### [Assignment]
In the listing below, identify each line with the word "mllib" and return those lines.
==================================================
PR #1302, opened 2019-06-26
[SW-1383] Fix cloud up in external backend manual mode

jakubhava:
I also did a bit of deprecations as the original name was way too long

### DIFF
--- a/core/src/main/scala/org/apache/spark/h2o/H2OConf.scala
+++ b/core/src/main/scala/org/apache/spark/h2o/H2OConf.scala
@@ -123,7 +123,7 @@ object H2OConf extends Logging {
           val currentValue = sparkConf.getOption(current)
           if (currentValue.isDefined) {
             logWarning(s"Both options '$deprecated' and '$current' are specified. " +
-              s"Using value ${currentValue.get} of $current as the later one is deprecated.")
+              s"Using value '${currentValue.get}' of '$current' as the later one is deprecated.")
           } else {
             logWarning(s"Please use '$current' as '$deprecated' is deprecated. Passing the value '${deprecatedValue.get}' to '$current'.")
           }
--- a/core/src/main/scala/org/apache/spark/h2o/H2OConf.scala
+++ b/core/src/main/scala/org/apache/spark/h2o/H2OConf.scala
@@ -24,12 +24,15 @@ import org.apache.spark.{SparkConf, SparkContext}
 import org.apache.spark.internal.Logging
 import org.apache.spark.repl.h2o.H2OInterpreter
 import org.apache.spark.sql.SparkSession
+import water.util.Log
 
 /**
   * Configuration holder which is representing
   * properties passed from user to Sparkling Water.
   */
 class H2OConf(val sparkConf: SparkConf) extends Logging with InternalBackendConf with ExternalBackendConf with Serializable {
+
+  H2OConf.checkDeprecatedOptions(sparkConf)
 
   /** Support for creating H2OConf in Java environments */
   def this(jsc: JavaSparkContext) = this(jsc.sc.getConf)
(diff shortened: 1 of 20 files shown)


core/src/main/scala/org/apache/spark/h2o/backends/external/ExternalH2OBackend.scala
```diff
@@ -296,6 +299,10 @@ class ExternalH2OBackend(val hc: H2OContext) extends SparklingBackend with Exter
       """)
     }
 
+    if (conf.clusterSize.isEmpty) {
```
jakubhava: Require num of external h2o nodes in both auto and manual mode

core/src/main/scala/org/apache/spark/h2o/backends/external/ExternalBackendConf.scala
```diff
@@ -35,7 +36,10 @@ trait ExternalBackendConf extends SharedBackendConf {
   def h2oClusterHost = sparkConf.getOption(PROP_EXTERNAL_CLUSTER_REPRESENTATIVE._1).map(_.split(":")(0))
   def h2oClusterPort = sparkConf.getOption(PROP_EXTERNAL_CLUSTER_REPRESENTATIVE._1).map(_.split(":")(1).toInt)
 
-  def numOfExternalH2ONodes = sparkConf.getOption(PROP_EXTERNAL_H2O_NODES._1)
+  @DeprecatedMethod("clusterSize")
+  def numOfExternalH2ONodes = clusterSize
+
+  def clusterSize = sparkConf.getOption(PROP_EXTERNAL_CLUSTER_SIZE._1)
```
mn-mikke: Shouldn't the method fall back to  `"spark.ext.h2o.external.cluster.num.h2o.nodes"` if `"spark.ext.h2o.external.cluster.size"` is not set?

jakubhava: Yup, did that in train, but pushed now :)

jakubhava:
@mn-mikke I'm getting `enable macro paradise to expand macro annotations` failure in tests, wanted to ask if you have seen this when you were working on deprecation utilities. Thanks!

mn-mikke:
@jakubhava As far I remember, i had to add this [`dependency`](https://github.com/h2oai/sparkling-water/pull/1131/files#diff-1d4bec2ed0eb20eda669e2f83c2341c8R16) to get rid of the exception. After that, I haven't see it anymore.

jakubhava:
Thanks!

core/src/main/scala/org/apache/spark/h2o/backends/external/ExternalBackendConf.scala
mn-mikke: If this function is used only explicitly by an user or the original option is very unlikely to be specified then I think we don't have to stress about that. But if other part of SW utilize this function and a customer has the original option stored somewhere in some config (e.g. `spark-defaults.conf`), an upgrade to the next minor version of SW may cause unexpected problems.

jakubhava: Good point, but I think we are still fine as we set the new value based on the deprecated value. I changed the code to centralize the logic. Now if you have the old option specified, and try to use H2OConf, you get warning
```
WARN H2OConf: Please use 'spark.ext.h2o.external.cluster.size' as 'spark.ext.h2o.external.cluster.num.h2o.nodes' is deprecated. Passing the value '1' to 'spark.ext.h2o.external.cluster.size'.
```

jakubhava:
@mn-mikke updated the code, mainly the deprecation so it's more explicit. Can you please check?

H2OConf is either created by the user explicitly or internally in the H2OContext if not specified. Either way, after first contact with it, we check deprecated values and pass them to new corresponding ones.

core/src/main/scala/org/apache/spark/h2o/H2OConf.scala
```diff
@@ -107,7 +110,29 @@ class H2OConf(val sparkConf: SparkConf) extends Logging with InternalBackendConf
...
+        val deprecatedValue = sparkConf.getOption(deprecated)
+        if (deprecatedValue.isDefined) {
+          val currentValue = sparkConf.getOption(current)
+          if (currentValue.isDefined) {
+            logWarning(s"Both options '$deprecated' and '$current' are specified. " +
+              s"Using value '${currentValue.get}' of '$current' as the later one is deprecated.")
+          } else {
+            logWarning(s"Please use '$current' as '$deprecated' is deprecated. Passing the value '${deprecatedValue.get}' to '$current'.")
+          }
+          sparkConf.set(current, deprecatedValue.get)
```
mn-mikke: If both are specified, doesn't you override the current with a value from deprecated?

core/src/main/scala/org/apache/spark/h2o/backends/external/ExternalBackendConf.scala
mn-mikke: Sounds good to me :-)

core/src/main/scala/org/apache/spark/h2o/H2OConf.scala
```diff
@@ -107,7 +110,29 @@ class H2OConf(val sparkConf: SparkConf) extends Logging with InternalBackendConf
   }
 }
 
-object H2OConf {
+object H2OConf extends Logging {
+
+  private val deprecatedOptions = Map("spark.ext.h2o.external.cluster.num.h2o.nodes" -> ExternalBackendConf.PROP_EXTERNAL_CLUSTER_SIZE._1)
+
+  private def checkDeprecatedOptions(sparkConf: SparkConf): Unit = {
+
```
mn-mikke: nit: an extra line?

core/src/main/scala/org/apache/spark/h2o/H2OConf.scala
jakubhava: Very good catch!

PR #1306, opened 2019-06-27
[SW-1386] Micro benchmark for conversion from a DataFrame to H2OFrame

mn-mikke:


core/src/integTest/scala/water/sparkling/itest/local/DataFrameConverterBenchSuite.scala
```diff
@@ -0,0 +1,120 @@
...
+  test("Measure performance of conversion to H2OFrame on a data frame with nested structs") {
+    testPerSchema(StructsOnlySchema)
+  }
+
+  test("Measure performance of conversion to H2OFrame on a data frame with flat arrays") {
+    testPerSchema(FlatArraysOnlySchema)
+  }
+
+  def testPerSchema(schemaHolder: TestFrameUtils.SchemaHolder): Unit = {
+    val df= TestFrameUtils.generateDataFrame(spark, schemaHolder, settings)
```
jakubhava: NIT: missing space before `=`

core/src/integTest/scala/water/sparkling/itest/local/DataFrameConverterBenchSuite.scala
```diff
@@ -0,0 +1,120 @@
...
+    val result = bench(iterations = 5, warmup = 1) {
+      val hf = hc.asH2OFrame(df)
+      hf.remove()
+    }
+    println(result.show())
```
jakubhava: I think we should move this from integTests to a new collection directory called `core/src/bench/scala/water/sparkling/bench/DataFrameConverterBenchSuite.scala` and create task on each scala gradle project `./gradlew bench` which would execute all benchmarks in each suproject. 

Also we should ideally report the outcome of bechmarks in a better way -> create some report which would be also archived on jenkins.

There are also libraries for Gralde which can help with setting up microbenchmarking infra - for example https://github.com/melix/jmh-gradle-plugin

mn-mikke: WDYT about using the new namespace `ai.h2o.sparkling` for the microbenchmarks?

jakubhava: perfect!

jakubhava:
@mn-mikke Actually I was thinking. What about merging the current state of this branch and implement the next steps in a few next iterations & PRs? 

Just for the sake of having smaller PRs

mn-mikke:
@jakubhava I separated tests into a dedicated gradle task and it seems that PR didn't explode much. We can see the summary in `build/reports/tests/bench/index.html` or via `test-results/bench/*.xml`. It's just a textual output. We can improve on this in future.

core/build.gradle
```diff
@@ -132,8 +132,13 @@ dependencies {
   integTestCompile "junit:junit:4.11"
   integTestCompile(project(":sparkling-water-extension-stack-trace"))
 
+  // Integration tests requirements
```
jakubhava: NIT: Wrong comment

core/build.gradle
```diff
@@ -182,4 +187,15 @@ integTest {
...
 
+bench {
+    systemProperty "spark.ext.h2o.backend.cluster.mode", detectBackendClusterMode()
+
+    systemProperty "spark.testing",   "true"
+    systemProperty "spark.test.home", "${sparkHome}"
+
+    // Pass list of jars required for testing
+    systemProperty "sparkling.assembly.jar", "${project(":sparkling-water-assembly").configurations.shadow.artifacts.file.join(',')}"
+    systemProperty "sparkling.bench.jar", "${benchJar.archivePath}"
```
jakubhava: The property `sparkling.bench.jar` is not used anywhere in the code, I think it can be removed.

Also if I'm correct, current bench test don't require `sparkling.assembly.jar` to be set

gradle/bench.gradle
```diff
@@ -0,0 +1,63 @@
...
+    appendix = 'bench'
+    from sourceSets.bench.output
+}
+
+// Run integration tests as part of build
+check.dependsOn bench
+
+// Dependencies
+bench.dependsOn benchJar
+bench.dependsOn ":sparkling-water-assembly:shadowJar"
```
jakubhava: bench tests are running locally so far, we don't need dependency on the assembly jar. It might be needed in future when we have some benchmarks running on YARN and we need to have the assembly jar build already

gradle/bench.gradle
```diff
@@ -0,0 +1,63 @@
...
+// Create jar containing bench classes
+task benchJar(type: Jar, dependsOn: benchClasses) {
+    group = "Build"
+    description = "Assembles a jar archive with benchmark classes."
+    baseName = "${project.name}_${scalaBaseVersion}"
+    appendix = 'bench'
+    from sourceSets.bench.output
+}
+
+// Run integration tests as part of build
```
jakubhava: comment referencing integration tests

PR #1307, opened 2019-06-28
[SW-1387] Handle vectors in SparkDataFrameConverter more explicitly

jakubhava:


core/src/main/scala/org/apache/spark/h2o/utils/H2OSchemaUtils.scala
```diff
@@ -341,20 +344,22 @@ object H2OSchemaUtils {
...
       } else {
         val head = flatDataFrame.head()
-        val sparseOrNot = vectorIndices.map { idx =>
-          head.getAs[org.apache.spark.mllib.linalg.Vector](idx).isInstanceOf[SparseVector]
-        }
-        vectorIndices.zip(sparseOrNot).toMap
+        vectorIndices.map { idx =>
+          head.get(idx) match {
+            case _: mllib.linalg.SparseVector => (idx, true)
+            case _: ml.linalg.SparseVector => (idx, true)
```
jakubhava: We had bug here -> we were collecting sparse info only from mllib.linalg.Vector

core/src/main/scala/org/apache/spark/h2o/utils/H2OSchemaUtils.scala
```diff
@@ -109,26 +108,26 @@ object H2OSchemaUtils {
   }
 
   private def fillArray(
-      elementType: DataType,
-      flatSchemaIndexes: Map[String, Int],
-      buffer: ArrayBuffer[Any],
-      data: Any,
-      qualifiedName: String): Unit = {
+                         elementType: DataType,
```
mn-mikke: Do you prefer to use rather this formatting? The previous is based on coding conventions from Spark.  I am happy to use any type of formatting, but I would like to agree on which we will use in future.

core/src/main/scala/org/apache/spark/h2o/utils/H2OSchemaUtils.scala
```diff
@@ -109,26 +108,26 @@ object H2OSchemaUtils {
...
+                         flatSchemaIndexes: Map[String, Int],
+                         buffer: ArrayBuffer[Any],
+                         data: Any,
+                         qualifiedName: String): Unit = {
     val seq = data.asInstanceOf[Seq[Any]]
     val subRow = Row.fromSeq(seq)
     val fillBufferPartiallyApplied = fillBuffer(flatSchemaIndexes, buffer) _
-    (0 until seq.size).foreach { idx =>
+    seq.indices.foreach { idx =>
```
mn-mikke: Nice!

core/src/main/scala/org/apache/spark/h2o/utils/H2OSchemaUtils.scala
```diff
@@ -488,49 +483,40 @@ object H2OSchemaUtils {
...
-          case _: mllib.linalg.Vector =>
-            row.getAs[mllib.linalg.Vector](idx).size
-          case _: ml.linalg.Vector =>
-            row.getAs[ml.linalg.Vector](idx).size
-          case _ =>
-            throw new UnsupportedOperationException(s"User defined type is not supported: ${value.getClass}")
-        }
+      0
+    } else {
+      val dataType = row.schema.fields(idx).dataType
```
mn-mikke: Just a note: `schema` could be `null`

core/src/main/scala/org/apache/spark/h2o/utils/H2OSchemaUtils.scala
jakubhava: I always use the formatting by Idea after I click on `Reformat code` I don't have strong opinion on the formatting itself, but would like to be able to keep formatting using the Idea.

If there is any template idea can pick up and understand, I'm fine with that :)

core/src/main/scala/org/apache/spark/h2o/utils/H2OSchemaUtils.scala
jakubhava: Thanks IntelliJ :)

core/src/main/scala/org/apache/spark/h2o/utils/H2OSchemaUtils.scala
jakubhava: As we discussed on Slack, we are going to switch to formatting Spark is using, but in the following JIRA, thanks for bringing this up!

core/src/main/scala/org/apache/spark/h2o/utils/H2OSchemaUtils.scala
jakubhava: Good catch! Is it possible that row.schema is null even though whole dataFrame has schema defined?

PR #1310, opened 2019-06-28
[SW-1344] Unify ml package accross rel branches

jakubhava:
Another small step towards single branch


ml/src/main/java/org/apache/spark/ml/spark/models/svm/SparkSVM.java
```diff
@@ -216,8 +216,7 @@ public void computeImpl() {
                                 svm.run(training, vec2vec(_parms.initialWeights().vecs()));
                 training.unpersist(false);
 
-
-                sc.removeSparkListener(progressBar);
+                sc.listenerBus().removeListener(progressBar);
```
jakubhava: removeSparkListener is available only in 2.4 ( maybe 2.3 as well) but not older versions.

`sc.listenerBus().removeListener` is available in 2.4 - 2.1

ml/src/main/scala/org/apache/spark/ml/h2o/models/H2OMOJOPipelineModel.scala
```diff
@@ -149,8 +149,11 @@ class H2OMOJOPipelineModel(override val uid: String) extends H2OMOJOModelBase[H2
 
       // Transform the resulted Array of predictions into own but temporary columns
       // Temporary columns are created as we can't create the columns directly as nested ones
-      val predictionCols = $(outputCols).indices.map(idx => selectFromArray(idx)(frameWithPredictions.col(getPredictionCol() + ".preds")))
-      val frameWithExtractedPredictions = frameWithPredictions.withColumns(tempColNames, predictionCols)
+      var frameWithExtractedPredictions: DataFrame = frameWithPredictions
```
jakubhava: Replaced with code which is available across Spark 2.4 to 2.1

ml/src/main/scala/org/apache/spark/ml/h2o/models/H2OMOJOPipelineModel.scala
```diff
@@ -149,8 +149,11 @@ class H2OMOJOPipelineModel(override val uid: String) extends H2OMOJOModelBase[H2
...
+      $(outputCols).indices.foreach { idx =>
+        frameWithExtractedPredictions = frameWithExtractedPredictions.withColumn(tempColNames(idx),
```
mn-mikke: nit: can you try to format it into more lines to improve code readability?

ml/src/main/spark_2.1/org/apache/spark/ml/h2o/SparkSpecificUtils.scala
```diff
@@ -0,0 +1,57 @@
...
+import org.json4s.jackson.JsonMethods._
+import org.json4s.{DefaultFormats, JObject}
+
+object SparkSpecificUtils extends CrossSparkUtils {
+
+  private def getAndSetParams(
+                               instance: Params,
+                               metadata: Metadata,
+                               skipParams: Option[List[String]] = None): Unit = {
+    implicit val format = DefaultFormats
```
mn-mikke: Can't we use this piece of code for 2.3 and 2.4 as well?

ml/src/main/spark_2.2/org/apache/spark/ml/h2o/SparkSpecificUtils.scala
```diff
@@ -0,0 +1,57 @@
...
+import org.apache.spark.ml.param.Params
+import org.apache.spark.ml.util.DefaultParamsReader
+import org.apache.spark.ml.util.DefaultParamsReader.Metadata
+import org.json4s.jackson.JsonMethods._
+import org.json4s.{DefaultFormats, JObject}
+
+object SparkSpecificUtils extends CrossSparkUtils {
+
+  private def getAndSetParams(
+                               instance: Params,
```
mn-mikke: Is it formatted with scalafmt?

jakubhava: No, formatting with Idea default configuration -> I think that we agreed to format using the spark way after we create the configuration file and put it in a repo or did I miss anything?

ml/src/main/spark_2.1/org/apache/spark/ml/h2o/SparkSpecificUtils.scala
jakubhava: I was thinking about that, but that would complicate source directory definitions. We would need to have multiple CrossSpark traits and source directories named like spark-2.1-2.3. Doable, but not sure it it brings any real benefit compared to complexity it brings

ml/src/main/spark_2.2/org/apache/spark/ml/h2o/SparkSpecificUtils.scala
mn-mikke: Spark use scalafmt, they use a custom configuration of it to be mere restrictive (number chars on lines etc.) I think we can use scalafmt defaults for now.

jakubhava: @mn-mikke oki, please create PR and let's start applying after that PR is in master

ml/src/main/spark_2.1/org/apache/spark/ml/h2o/SparkSpecificUtils.scala
jakubhava: If you have any idea how to make this better, please let me know :)

ml/src/main/spark_2.2/org/apache/spark/ml/h2o/SparkSpecificUtils.scala
mn-mikke: :-) yep, no problem

ml/src/main/spark_2.1/org/apache/spark/ml/h2o/SparkSpecificUtils.scala
mn-mikke: Maybe we should leave it as it's for now. I don't know the whole context.

ml/src/main/spark_2.2/org/apache/spark/ml/h2o/SparkSpecificUtils.scala
jakubhava: Thanks! I'm all for consistent code, but it will be easier to enforce once we have the template in the code https://0xdata.atlassian.net/browse/SW-1391

ml/src/main/spark_2.1/org/apache/spark/ml/h2o/SparkSpecificUtils.scala
jakubhava: I will still think about it, I don't like code duplication, but was having hard time creating nice solution. Maybe we can brainstorm a bit tomorrow? :)

ml/build.gradle
```diff
@@ -3,14 +3,6 @@ description = "Sparkling Water ML Pipelines"
 apply from: "$rootDir/gradle/sparkTest.gradle"
 apply from: "$rootDir/gradle/utils.gradle"
 
-sourceSets {
-  main {
```
jakubhava: Actually, we don't need distinction on spark-version basis in ml package :) Thanks @mn-mikke !!

ml/src/main/spark_2.1/org/apache/spark/ml/h2o/SparkSpecificUtils.scala
jakubhava: Thank for today's discussion -> was able to simplify even further

ml/src/main/scala/org/apache/spark/ml/h2o/models/H2OMOJOPipelineModel.scala
mn-mikke: nit: Would it be possible to avoid using `var` variables? Maybe via `foldLeft`?

ml/src/main/scala/org/apache/spark/ml/h2o/models/H2OMOJOReader.scala
```diff
@@ -18,14 +18,37 @@
...
+import org.json4s.JsonAST.JObject
+import org.json4s.jackson.JsonMethods.{compact, render}
+import org.json4s.{DefaultFormats, JsonAST}
 
 private[models] class H2OMOJOReader[T <: HasMojoData] extends DefaultParamsReader[T] {
 
+  private def getAndSetParams(
+                               instance: Params,
+                               metadata: Metadata,
+                               skipParams: Option[List[String]] = None): Unit = {
```
mn-mikke: nit: Do we need an option here? Wouldn't `Nil` play the same role as `None`?

ml/src/main/scala/org/apache/spark/ml/h2o/models/H2OMOJOReader.scala
```diff
@@ -18,14 +18,37 @@
...
+    implicit val format = DefaultFormats
+    metadata.params match {
+      case JObject(pairs) =>
+        pairs.foreach { case (paramName, jsonValue) =>
```
mn-mikke: nit: Wouldn't be a solution with using the `filter` high-order function more compact?

ml/src/main/scala/org/apache/spark/ml/h2o/models/H2OMOJOPipelineModel.scala
jakubhava: Thanks, will do these improvements in the next PR

ml/src/main/scala/org/apache/spark/ml/h2o/models/H2OMOJOReader.scala
jakubhava: DTTO

ml/src/main/scala/org/apache/spark/ml/h2o/models/H2OMOJOReader.scala
jakubhava: DTTO

ml/src/main/scala/org/apache/spark/ml/h2o/models/H2OMOJOPipelineModel.scala
jakubhava: Good one!

PR #1313, opened 2019-07-01
[SW-1390] Fix NPE when reading modelDetails in Mojo

jakubhava:


ml/src/main/scala/org/apache/spark/ml/h2o/models/H2OMOJOModel.scala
==================================================
### [Answer space]
-          head.getAs[org.apache.spark.mllib.linalg.Vector](idx).isInstanceOf[SparseVector]
+            case _: mllib.linalg.SparseVector => (idx, true)
jakubhava: We had bug here -> we were collecting sparse info only from mllib.linalg.Vector
-          case _: mllib.linalg.Vector =>
-            row.getAs[mllib.linalg.Vector](idx).size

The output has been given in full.